During a month that celebrates the history and accomplishments of African Americans, it’s more than appropriate to highlight Listen to a Stranger: An Interview with Gordon Parks (1973). Preserved through a 2019 NFPF grant by Washington University in St. Louis, this once-rare documentary honors an artist whose work in photography and film were equally groundbreaking.

Gordon Parks (1912–2006) trailblazed with his camera; starting at the Farm Security Administration he became the first African American staff photographer at Life magazine, documenting myriad aspects of American life during the onset of the Civil Rights era. By 1969 he had moved into cinema with The Learning Tree, adapted from his own novel, becoming the first African American to direct a major Hollywood studio feature. His next film was the seminal Blaxploitation classic Shaft (1971).

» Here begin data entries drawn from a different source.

PR #705, opened 2018-01-15
Add `Flush::into_inner` method

canndrew:
Hello. I need this method.


alexcrichton:
Thanks! Ideally this'd return an `Option` instead of panicking but it looks like we forgot to do that for the other functions! I'll file an issue.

Listen to a Stranger: An Interview with Gordon Parks (1973) shows him being interviewed at his Beverly Hills home and on-set directing Shaft’s Big Score (1972). As notable as the film’s subject is its production company Blackside, Inc., which would later create the seminal Civil Rights series Eyes on the Prize (1987). Founded by Henry Hampton in 1968, Blackside dedicated itself to documenting struggles for civil rights and social justice, with a focus on the poor and disenfranchised. Starting from a team of three employees, by the late 1980s Blackside grew into the largest African American–owned film production company of the era, collecting Peabody and Emmy awards for series like Eyes, The Great Depression (1993), and I’ll Make Me a World: A Century of African-American Arts (1999).

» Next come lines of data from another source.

PR #708, opened 2018-01-16
For consideration: round-robin polling for JoinAll and JoinX

rphmeier:
This gives each future in a `Join` or `JoinAll` combinator the same priority for polling over time, preventing starvation of the futures towards the end.

### DIFF
--- a/src/future/join.rs
+++ b/src/future/join.rs
@@ -8,7 +8,7 @@ use {Future, Poll, IntoFuture, Async};
 macro_rules! generate {
     ($(
         $(#[$doc:meta])*
-        ($Join:ident, $new:ident, <A, $($B:ident),*>),
+        ($Join:ident, $count: expr, $new:ident, <A, $($B:ident),*>),
     )*) => ($(
         $(#[$doc])*
         #[must_use = "futures do nothing unless polled"]
@@ -16,6 +16,7 @@ macro_rules! generate {
             where A: Future,
                   $($B: Future<Error=A::Error>),*
         {
+            poll_idx: usize,
             a: MaybeDone<A>,
             $($B: MaybeDone<$B>,)*
         }
@@ -41,6 +42,7 @@ macro_rules! generate {
                   $($B: Future<Error=A::Error>),*
         {
             $Join {
+                poll_idx: 0,
                 a: MaybeDone::NotYet(a),
                 $($B: MaybeDone::NotYet($B)),*
             }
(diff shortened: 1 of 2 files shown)


rphmeier:
I've added another commit for round-robin polling for the `JoinX` combinators, but I am not sure how efficient is is. You end up with a loop that looks like this for `Join5`:

```rust
for i in (self.poll_idx..5).chain(0..self.poll_idx) {
    let mut tracked = 0;
    if i == 0 {
        // poll A
    }
    
    tracked += 1;
    if i == tracked { // poll B1 }

    tracked += 1;
    if i == tracked { // poll B2 }

    tracked += 1;
    if i == tracked { // poll B3 }

    tracked += 1;
    if i == tracked { // poll B4 }
}

// increment poll_idx
self.poll_idx = (self.poll_idx + 1) % 5;
```

rphmeier:
Travis is taking a while -- anyone know why?

I think in the `JoinAll` case the additional overhead of the `usize` is not really an issue, but in the `JoinX` case it may be. We could also put the `poll_idx` into a `task_local!` value, but the overhead associated with getting/setting it could be too high.

alexcrichton:
Thanks! Yeah my main worry here would be the overhead associated with a strategy like this, mind doing a bit of profiling/analysis to make sure it all compiles away?

rphmeier:
https://play.rust-lang.org/?gist=a0e704c7ed73f60db7df7a9596c0acb8&version=stable

shows that the weird loop on `JoinX` compiles down to the same assembly as a regular match
```
playground::Items::match_weird:
	pushq	%rax
.Lcfi3:
	cmpq	$4, %rsi
	ja	.LBB4_7
	leaq	.LJTI4_0(%rip), %rax
	movslq	(%rax,%rsi,4), %rcx
	addq	%rax, %rcx
	jmpq	*%rcx
.LBB4_2:
	addq	$8, %rdi
	jmp	.LBB4_6
.LBB4_3:
	addq	$16, %rdi
	jmp	.LBB4_6
.LBB4_5:
	addq	$32, %rdi
	jmp	.LBB4_6
.LBB4_4:
	addq	$24, %rdi
.LBB4_6:
	movq	(%rdi), %rax
	popq	%rcx
	retq
.LBB4_7:
	leaq	ref.2(%rip), %rdi
	callq	std::panicking::begin_panic
	ud2
.Lfunc_end4:
.LJTI4_0:
```

I'm not sure what a good way to profile this would be. For starters `chain` might end up slower than a single loop, and I know that the extra `usize` will have a space overhead.

We could also add a `Fair` combinator to those -- it's only really useful when you have lots of streams that yield values often.

carllerche:
> preventing starvation of the futures towards the end.

Join will (should) always poll all futures that are not yet ready. Could you clarify the starvation concern?

rphmeier:
I guess it's really more about fair ordering of futures to poll. I had a few futures in a join, one of which is almost always ready to make progress but had a fair amount of work when polled. When one of the later futures was ready to be polled it always had to wait for the first one.

carllerche:
> but had a fair amount of work when polled

I'm not sure what a "fair amount" is here, but it is also possible that this might better be suited by running this future on a thread pool or at least another task and then joining on the result.

In theory, the order that futures are polled on in the join should not matter.

alexcrichton:
Ok I'm going to close this now, but @rphmeier if this is still an issue please feel free to let me know!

Before its later triumphs, Blackside was a small company that produced PSA spots and industrial films. Listen to a Stranger was one of its first documentaries, made with funds from a National Endowment for the Humanities grant and commissioned by the Education Development Center as part of its “People and Technology” educational curriculum. Producer/editor Howard Dammond and director/cameraman Romas Slezas alternated interview footage of Parks with landscape and interior footage shot onboard the Santa Fe Railway’s “Super Chief,” providing a visual metaphor of his artistic and personal journey. Parks discusses his family background, early jobs (including a traveling waiter on trains), dreams, sources of inspiration, and his differing approaches to cinematography and photography.

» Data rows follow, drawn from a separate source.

PR #713, opened 2018-01-23
Update README.md

cssivision:
maybe use "0.1" instead of the latest version "0.1.17" is better?


alexcrichton:
Eh either's fine, 0.1.17 should be good for now!

PR #2493, opened 2021-09-02
Remove implicit clear in `ReadyToRunQueue::drop`

### LINKED ISSUE #2473: Safety risk with reusing ReadyToRunQueue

Before its preservation, Listen to a Stranger was hard to see or find. Washington University in St. Louis used as its source material a 16mm print donated by Romas Slezas, who sadly passed away before the film’s reemergence. University archivist Tyler Bequette applied for and received an NFPF grant to fund preservation lab work. Since the print suffered from magenta fading, it was scanned at 2K, received digital color and density correction, and was then output back to 16mm. Digital access copies received closed captioning.

Listen to a Stranger perfectly complements the other holdings of The Film & Media
Archive at Washington University, which is home to the Henry Hampton Collection and all of the surviving archival materials belonging to Hampton and Blackside, Inc. Researchers of African American filmmaking are able to access Blackside’s stock footage, producer research files, treatments and early versions of scripts, administrative files, and many other documents. Another early Blackside film preserved through NFPF-funding, Code Blue (1972), can be viewed on our website.

The University had planned to partner with the St. Louis International Film Festival to screen Listen to a Stranger for the fiftieth anniversary of Shaft in 2021. Thanks to Covid-19 this event might not come to pass, but in the meantime viewers everywhere can listen to Gordon Parks online.